**Task to complete:** Using the records below, transcribe word for word the stretch from the line that contains "was used blindly.*" through the line that contains "If anyone has", both end lines included, and nothing else.

:: Dataset extract

PR #1058, opened 2026-01-12
fix: add recover to handleRetryReceipt goroutine to prevent panics from crashing client

AlejoGarat:
Problem
* A panic in handleRetryReceipt (e.g., nil pointer in libsignal) can crash the entire WhatsMeow client.
* This is especially problematic for retry receipts where the library may occasionally panic.

Solution:
* Wrap the goroutine that calls handleRetryReceipt in a defer + recover.
* Log the panic instead of letting it crash the process.


zhamghaoran:
I've encountered the same problem.

PR #1059, opened 2026-01-13
Optimize the message sending chain to prevent database deadlock caused by session updates.

zhamghaoran:
- Changed synchronous session storage to asynchronous execution and added a panic recovery mechanism
- Modified the session cache storage method from batch storage to individual storage to avoid deadlocks
- Added detailed session storage failure logging to support continuing to process other sessions when a single session fails
- Unified asynchronous processing of session cache storage logic in send.go and sendfb.go
- Remove concurrency issues that may be caused by batch operations and improve system stability

### DIFF
--- a/send.go
+++ b/send.go
@@ -1306,10 +1306,12 @@ func (cli *Client) encryptMessageForDevices(
 		}
 	}
 	go func() {
-		err := recover()
-		if err != nil {
-			cli.Log.Warnf("panic occurred in PutCachedSessions: %v", err)
-		}
+		defer func() {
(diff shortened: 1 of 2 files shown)


tulir:
This is incorrect, sessions must be saved synchronously

zhamghaoran:
I believe that not saving synchronously might lead to session renegotiation, but the problem I'm encountering is that synchronous saving causes a database deadlock when I send messages to many groups simultaneously. Therefore, I want to save asynchronously.

PR #1062, opened 2026-01-23
retry: fix waiting for message

rbtyuki:
When the receipt retry event includes a LID, it should be converted to a PN to retrieve the message from the cache.


tulir:
Looks like a real issue, thanks for spotting it. It's definitely not going to fix all cases of "waiting for message" and probably won't even fix a majority of them, because this case doesn't affect groups at all. The fix here is incomplete too: the other direction needs to be handled as well (receiving a retry receipt to your phone number when your account is already sending LID DMs). Also, ignoring errors isn't allowed in most cases

PR #1069, opened 2026-01-29
fix(crypto): retry decryption with stored LIDs/PNs for poll votes

jvkabum:
### Summary
This PR implements a robust retry mechanism for decrypting poll votes and secret messages to fix persistent `cipher: message authentication failed` errors. These errors occur due to mismatches between the sender JID derived from the message key (e.g., PN) and the sender JID stored in the database (e.g., LID).

### Changes
- **[msgsecret.go](cci:7://file:///d:/whatsmeow/msgsecret.go:0:0-0:0)**: Modified [decryptMsgSecret](cci:1://file:///d:/whatsmeow/msgsecret.go:92:0-117:1) to attempt decryption using both the sender JID from the message key and the stored sender JID. If the first attempt fails, it retries with the alternative JID before returning an error.
- **[store/sqlstore/store.go](cci:7://file:///d:/whatsmeow/store/sqlstore/store.go:0:0-0:0)**: Updated `getMsgSecret` query to correctly map LIDs to PNs (and vice-versa) using `whatsmeow_lid_map` when searching for message secrets, ensuring retrieval regardless of the stored JID format.

### Motivation
Fixes decryption failures for poll votes where the poll creator's JID format differs from the session storage, a common issue with recent LID updates.

### DIFF
--- a/msgsecret.go
+++ b/msgsecret.go
@@ -94,23 +94,27 @@ func (cli *Client) decryptMsgSecret(ctx context.Context, msg *events.Message, us
 	if cli == nil {
 		return nil, ErrClientIsNil
 	}
-	origSender, err := getOrigSenderFromKey(msg, origMsgKey)
+	origSenderFromKey, err := getOrigSenderFromKey(msg, origMsgKey)
 	if err != nil {
 		return nil, err
 	}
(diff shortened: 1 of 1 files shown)


tulir:
This seems to be a duplicate of #991

jvkabum:
alteraçao nao vinculada ao projeto main

PR #1072, opened 2026-02-08
fix : SenderAlt empty if IsFromMe is True in MessageSource

ZhanNexus:


tulir:
the data in MessageSource is just what the server sends, it won't be filled with local data

Issue #1077, opened 2026-02-14
Send message to large groups take long time than baileys


jeffersonfelixdev:
When I send messages to large groups (about 700 to 1000 participants) the message take about 30 seconds to send.

Sending a message to same group take no more than 2 secs using Baileys.

MarceloGouveia77:
i don't have this problem here with large groups.

working with 80 groups with mean of 800 participants per group and everything works well and very fast

jeffersonfelixdev:
I am using WUZAPI (https://github.com/asternic/wuzapi), maybe there is a problem with their implementation.

Does whatsmeow have group caching like baileys?

MarceloGouveia77:
you can make your own cache, i've made:

func (mycli *MyClient) getGroupInfoCached(ctx context.Context, jid types.JID) (*types.GroupInfo, error)

so instead of fetch from server everytime, i get from cache. i did the same with some stuffs, like images (for example sending same image to all groups):

```
type CachedImage struct {
	Upload    whatsmeow.UploadResponse
	MimeType  string
	Thumbnail []byte
}
```

I think that helped my implementation run very quickly.

jeffersonfelixdev:
Investigating wuzapi code, I didn't find any function that fetch group info before send message.

Btw, I will try to create my own cache

jeffersonfelixdev:
I figured out that the long time occurs at this point:

```go
resp, err = clientManager.GetWhatsmeowClient(txtid).SendMessage(context.Background(), recipient, msg, whatsmeow.SendRequestExtra{ID: msgid})
```

Ali-hmede-codes:
does whatsmeow is good to send a bulk message to WhatsApp groups in a short time ?

ahmedRSA:
any solution ?

ralfiannor:
Do you use PostgreSQL or SQLite?

ahmedRSA:
> Do you use PostgreSQL or SQLite?

this is not db problem 

its whatsmeow problem, same problem happen with when you send status and if you have huge contact list it sometimes takes 5-6mins

idk why tulir rufuses to work on this even after years 
 some issues/pr relaetd to perfermance has been open since 2025 #900 #800 #721

deemwario:
The group-metadata caching people are trying here (getGroupInfoCached, image upload caching) will help, but it's not the dominant cost at 700–1000 participants — worth cross-linking this to #900, which actually profiled the send path rather than guessed at it.

[...]

PR #1080, opened 2026-02-15
fix: parallel encryption and caching to send messages to large groups

jeffersonfelixdev:
# Performance: faster message sending to large groups

## Problem

Sending messages to groups with 700+ participants could take over 30 seconds due to:

1. **Single large usync** – One `GetUserDevices` call with hundreds of JIDs in a single request, leading to large payloads and higher timeout risk.
2. **Sequential encryption** – The message was encrypted for each participant device one after another; with 700+ devices this became a long sequential chain of crypto operations.
3. **Unbounded prekey fetch** – All devices without an existing session were requested in one IQ, which could be slow or hit server limits.

### 1. Batch usync in `GetUserDevices` (`user.go`)

- Split the JID list into chunks of **256** and perform one usync per chunk.
- Keeps each request smaller and more reliable for large groups.

### 2. Parallel device encryption (`send.go`, `sendfb.go`)

- Run encryption for each device in **parallel** using a worker pool (`NumCPU()*2`, cap 32).
- Participant node order is preserved for protocol compatibility.
- Significantly reduces total encryption time on multi-core machines (e.g. ~10x with 8 cores in typical cases).

### 3. Batch prekey fetches (`prekeys.go`)

- Request prekeys in batches of **50** devices instead of a single large IQ.
- Avoids oversized requests and potential server limits or timeouts.

## Testing

- Recommended to test in a **community** or large group (e.g. 700+ participants).
- Use `SendResponse.DebugTimings` to compare before/after: `GetParticipants`, `GetDevices`, `PeerEncrypt`, `Send`.
- Most improvement should show in **PeerEncrypt** due to parallel encryption; **GetDevices** benefits from batching and from cache after the first send.

## Backward compatibility

- No API changes. Behavior and message format are unchanged; only internal performance is improved.
- Cache usage (group cache, device cache) is unchanged and continues to make subsequent sends faster.

### DIFF
--- a/prekeys.go
+++ b/prekeys.go
@@ -10,6 +10,7 @@ import (
 	"context"
 	"encoding/binary"
 	"fmt"
+	"slices"
 	"time"
 
 	"go.mau.fi/libsignal/ecc"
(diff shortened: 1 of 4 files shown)


jeffersonfelixdev:
Resolves #1077

PR #1082, opened 2026-02-18
Feat wasm compilation

vlmoon99:
I found this library very useful! However, I noticed it didn’t support WASM compilation, so I’ve added that option and provided an example. I’d love to contribute this to the project if you're interested. If you prefer not to have an 'examples' folder, I can easily remove it—just let me know what needs to be changed and I’ll fix it. I’ve tried to cover everything in the example/TUTORIAL_DEPLOY.md file. Please check it out!


tulir:
Definitely not going to add big examples like that. The build tags also don't seem to match coder/websocket

vlmoon99:
> Definitely not going to add big examples like that. The build tags also don't seem to match coder/websocket

I will remove that example; I only included it to demonstrate how the implementation works. Regarding your comment that 'the build tags don't seem to match coder/websocket'—could you clarify what you mean by that?

I created stubs for HTTPClient and HTTPHeader specifically for WASM compilation because those components are unavailable on the JS side. In my view, the library benefits significantly from being able to compile to WebAssembly. Could you briefly explain how you view this approach?"

tulir:
coder/websocket only uses the `js` build tag, not `wasm` https://github.com/coder/websocket/blob/master/dial.go#L1

PR #1084, opened 2026-02-20
fix: handle picture notification when server sends JID/ID (uppercase)

martinsjr:
## Problem

`handlePictureNotification` ignores picture change notifications when the server sends attributes in uppercase (`JID` and `ID` instead of `jid` and `id`). The `AttrGetter` lookup is case-sensitive, so these notifications are discarded with:

Ignoring picture change notification with unexpected attributes: ...

## Solution

- Added helper functions `getJIDFromAttrs` and `getStringFromAttrs` that try multiple attribute keys
- `getJIDFromAttrs` supports both `types.JID` and `string` values (parses with `ParseJID` when needed)
- Explicit validation for required JID and PictureID when applicable

### DIFF
--- a/notification.go
+++ b/notification.go
@@ -70,26 +70,67 @@ func (cli *Client) handleAppStateNotification(ctx context.Context, node *waBinar
 	}
 }
 
+// getJIDFromAttrs tries multiple keys and supports both types.JID and string values.
+func getJIDFromAttrs(attrs waBinary.Attrs, keys ...string) types.JID {
+	for _, k := range keys {
+		if v, ok := attrs[k]; ok && v != nil {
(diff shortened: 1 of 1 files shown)


tulir:
I don't see any evidence of such attributes

zhamghaoran:
This problem does exist; I checked my online logs. @tulir 
[Client DEBUG] Ignoring picture change notification with unexpected attributes: [didn't find required JID attribute 'jid' didn't find required attribute 'id']

tulir:
That's just saying the attribute isn't there, which is known, but there's no way to parse a notification that doesn't have the wanted data. This PR wouldn't fix anything

PR #1098, opened 2026-03-22
fix: dynamically resolve sender JID (PN vs LID) for secret-encrypted messages

Natanel-Shitrit:
### Description
This PR addresses silent decryption failures for `MessageSecret`-encrypted payloads (Poll Votes, Reactions, and Comments) across different chat addressing modes.

**The Issue:**
Previously, encryption functions were hardcoding the sender's identity:
* `EncryptPollVote` hardcoded `cli.getOwnID()` (PN). This caused votes to silently fail to decrypt for other participants in modern groups (`@g.us`) and privacy-enabled chats (`@lid`) because other clients expected the HKDF to be derived from the voter's LID, not their PN.
* `EncryptComment` and `EncryptReaction` hardcoded `cli.getOwnLID()`. While functioning in privacy chats, this breaks them in legacy 1-on-1 PN chats (`@s.whatsapp.net`).

**The Fix:**
* Refactored `encryptMsgSecret` to accept `origMsgInfo *types.MessageInfo` instead of the manually mapped IDs.
* `encryptMsgSecret` now dynamically selects `ownID` (either `cli.getOwnID()` or `cli.getOwnLID()`) by inspecting `origMsgInfo.AddressingMode` and `origMsgInfo.Chat.Server`.
* Updated `EncryptPollVote`, `EncryptComment`, and `EncryptReaction` to route through the centralized logic, resolving the `// TODO is hardcoding LID here correct?` comment.

### Testing Performed
Verified successful payload decryption by other WhatsApp clients (Web and Mobile) in the following environments:
- [x] Standard 1-on-1 chats (`@s.whatsapp.net`)
- [x] Standard Groups (`@g.us`)
- [x] Privacy-enabled/Announcement groups (`@lid`)

**Note:** At this stage, only **Poll Votes** have been thoroughly tested and confirmed working across all three addressing modes. Testing for Reactions and Comments using the newly refactored centralized logic is pending and will be completed in a follow-up.

---

*Disclaimer: Google's Gemini AI was used as an assistive tool to help analyze the root cause, suggest the refactoring, and format this PR. All changes were manually reviewed, understood, applied, and thoroughly double-checked and tested. No AI output was used blindly.*

### DIFF
--- a/internals.go
+++ b/internals.go
@@ -6,747 +6,742 @@
 package whatsmeow
 
 import (
-	"context"
-	"encoding/json"
-	"io"
-	"net/http"
-	"time"
-
-	"go.mau.fi/libsignal/keys/prekey"
-
-	"go.mau.fi/whatsmeow/appstate"
-	waBinary "go.mau.fi/whatsmeow/binary"
-	"go.mau.fi/whatsmeow/proto/waCommon"
-	"go.mau.fi/whatsmeow/proto/waE2E"
-	"go.mau.fi/whatsmeow/proto/waHistorySync"
-	"go.mau.fi/whatsmeow/proto/waMsgApplication"
-	"go.mau.fi/whatsmeow/proto/waMsgTransport"
-	"go.mau.fi/whatsmeow/proto/waServerSync"
-	"go.mau.fi/whatsmeow/socket"
-	"go.mau.fi/whatsmeow/store"
-	"go.mau.fi/whatsmeow/types"
-	"go.mau.fi/whatsmeow/types/events"
-	"go.mau.fi/whatsmeow/util/keys"
+        "context"
+        "encoding/hex"
+        "errors"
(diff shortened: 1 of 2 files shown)


Natanel-Shitrit:
If anyone has a few minutes to help test this, it would be hugely appreciated:

1. **On `main`:** Verify that sending reactions/comments fails to decrypt for messages sent via WhatsApp Web in standard 1-on-1 chats (`@s.whatsapp.net`) due to the hardcoded LID. (Mobile is using `@lid`, WA Web is using `@s.whatsapp.net`, haven't got to why yet)
2. **On `fix/poll_vote`:** Verify that reactions and comments now successfully work across *all* chat types (`@s.whatsapp.net`, `@g.us`, and `@lid`).

If no one gets to it, I'll test these remaining functions whenever I have some free time!

PR #308, opened 2023-12-13
Remove Application Context

adam-fowler:
Remove application context from request context
- maxUploadSize is now a requirement for the HBBaseRequestContext with a default of 2MB. If someone want to override this value they have to provide their own context type
- Added a method for adding static span attributes to tracing middleware so users can add the missing host name and port if they require

### DIFF
--- a/Sources/Hummingbird/Middleware/TracingMiddleware.swift
+++ b/Sources/Hummingbird/Middleware/TracingMiddleware.swift
@@ -25,18 +25,17 @@ import Tracing
 @available(macOS 10.15, iOS 13.0, tvOS 13.0, watchOS 6.0, *)
 public struct HBTracingMiddleware<Context: HBBaseRequestContext>: HBMiddlewareProtocol {
     private let headerNamesToRecord: Set<RecordingHeader>
+    private let attributes: SpanAttributes?
 
     /// Intialize a new HBTracingMiddleware.
     ///
-    /// - Parameter recordingHeaders: A list of HTTP header names to be recorded as span attributes. By default, no headers
+    /// - Parameters
+    ///     - recordingHeaders: A list of HTTP header names to be recorded as span attributes. By default, no headers
+    ///     - parameters: A list of static parameters added to every span. These could be
     /// are being recorded.
-    public init(recordingHeaders headerNamesToRecord: some Collection<HTTPField.Name>) {
+    public init(recordingHeaders headerNamesToRecord: some Collection<HTTPField.Name> = [], attributes: SpanAttributes? = nil) {
         self.headerNamesToRecord = Set(headerNamesToRecord.map(RecordingHeader.init))
-    }
-
-    /// Intialize a new HBTracingMiddleware.
-    public init() {
-        self.init(recordingHeaders: [])
+        self.attributes = attributes
     }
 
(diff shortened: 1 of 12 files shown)


Sources/Hummingbird/Middleware/TracingMiddleware.swift
```diff
@@ -25,18 +25,17 @@ import Tracing
...
 
     /// Intialize a new HBTracingMiddleware.
     ///
-    /// - Parameter recordingHeaders: A list of HTTP header names to be recorded as span attributes. By default, no headers
+    /// - Parameters
+    ///     - recordingHeaders: A list of HTTP header names to be recorded as span attributes. By default, no headers
+    ///     - parameters: A list of static parameters added to every span. These could be
     /// are being recorded.
-    public init(recordingHeaders headerNamesToRecord: some Collection<HTTPField.Name>) {
+    public init(recordingHeaders headerNamesToRecord: some Collection<HTTPField.Name> = [], attributes: SpanAttributes? = nil) {
```
Joannis, line 36: I assume this is not related to the application context change

Sources/Hummingbird/Middleware/TracingMiddleware.swift
```diff
@@ -25,18 +25,17 @@ import Tracing
...
 public struct HBTracingMiddleware<Context: HBBaseRequestContext>: HBMiddleware {
     private let headerNamesToRecord: Set<RecordingHeader>
+    private let attributes: SpanAttributes?
 
     /// Intialize a new HBTracingMiddleware.
     ///
-    /// - Parameter recordingHeaders: A list of HTTP header names to be recorded as span attributes. By default, no headers
+    /// - Parameters
+    ///     - recordingHeaders: A list of HTTP header names to be recorded as span attributes. By default, no headers
+    ///     - parameters: A list of static parameters added to every span. These could be
```
Joannis, line 34: This doc comment seems partial

Sources/Hummingbird/Middleware/TracingMiddleware.swift
```diff
@@ -25,18 +25,17 @@ import Tracing
 @available(macOS 10.15, iOS 13.0, tvOS 13.0, watchOS 6.0, *)
 public struct HBTracingMiddleware<Context: HBBaseRequestContext>: HBMiddleware {
     private let headerNamesToRecord: Set<RecordingHeader>
+    private let attributes: SpanAttributes?
 
     /// Intialize a new HBTracingMiddleware.
     ///
-    /// - Parameter recordingHeaders: A list of HTTP header names to be recorded as span attributes. By default, no headers
+    /// - Parameters
+    ///     - recordingHeaders: A list of HTTP header names to be recorded as span attributes. By default, no headers
```
Joannis, line 33: The next line, `are being recorded`, is a line further down. So this doc comment is not right anymore

Sources/Hummingbird/Middleware/TracingMiddleware.swift
adam-fowler: This is related, in that when we remove the application context we don't have access to some of the application configuration, so cannot update some attributes eg "net.host.name" and "net.host.port". My solution was to allow the user to add some static attributes to the middleware itself.

Joannis (approved):

PR #309, opened 2023-12-13
Benchmarks 2.x

adam-fowler:
Benchmarks for HB 2.x

First run of this will fail as the benchmark code on 2.x.x branch is out of date. This needs to be merged before we see the benchmark CI working.


Benchmarks/Benchmarks/HummingbirdBenchmarks/Benchmarks.swift
```diff
@@ -12,10 +12,12 @@
...
 
-public func randomBuffer(size: Int) -> ByteBuffer {
-    var data = [UInt8](repeating: 0, count: size)
-    data = data.map { _ in UInt8.random(in: 0...255) }
-    return ByteBufferAllocator().buffer(bytes: data)
+let benchmarks = {
+    trieRouterBenchmarks()
+    routerBenchmarks()
+    // The HTTP benchmarks are so variable I'm not sure they are worthwhile running
+    //http1Benchmarks()
```
Joannis, line 22: Any idea why they're so diverse?

Joannis (approved):

Benchmarks/Benchmarks/HummingbirdBenchmarks/Benchmarks.swift
adam-fowler: I don't know if it is a timing issue causing more allocations. I would prefer if we could get these more stable as they test the whole pipeline more thoroughly

PR #310, opened 2023-12-15
Channel setup builder

adam-fowler:
Setup type for building HBChannelSetup. Cleans up API

```swift
let app = HBApplication(
    responder: router,
    channelSetup: .http1(),
    ...
)
```


Joannis (approved):
I like this change a LOT. 100% behind this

::::

**Exercise result:**
*Disclaimer: Google's Gemini AI was used as an assistive tool to help analyze the root cause, suggest the refactoring, and format this PR. All changes were manually reviewed, understood, applied, and thoroughly double-checked and tested. No AI output was used blindly.*

### DIFF
--- a/internals.go
+++ b/internals.go
@@ -6,747 +6,742 @@
 package whatsmeow
 
 import (
-	"context"
-	"encoding/json"
-	"io"
-	"net/http"
-	"time"
-
-	"go.mau.fi/libsignal/keys/prekey"
-
-	"go.mau.fi/whatsmeow/appstate"
-	waBinary "go.mau.fi/whatsmeow/binary"
-	"go.mau.fi/whatsmeow/proto/waCommon"
-	"go.mau.fi/whatsmeow/proto/waE2E"
-	"go.mau.fi/whatsmeow/proto/waHistorySync"
-	"go.mau.fi/whatsmeow/proto/waMsgApplication"
-	"go.mau.fi/whatsmeow/proto/waMsgTransport"
-	"go.mau.fi/whatsmeow/proto/waServerSync"
-	"go.mau.fi/whatsmeow/socket"
-	"go.mau.fi/whatsmeow/store"
-	"go.mau.fi/whatsmeow/types"
-	"go.mau.fi/whatsmeow/types/events"
-	"go.mau.fi/whatsmeow/util/keys"
+        "context"
+        "encoding/hex"
+        "errors"
(diff shortened: 1 of 2 files shown)


Natanel-Shitrit:
If anyone has a few minutes to help test this, it would be hugely appreciated:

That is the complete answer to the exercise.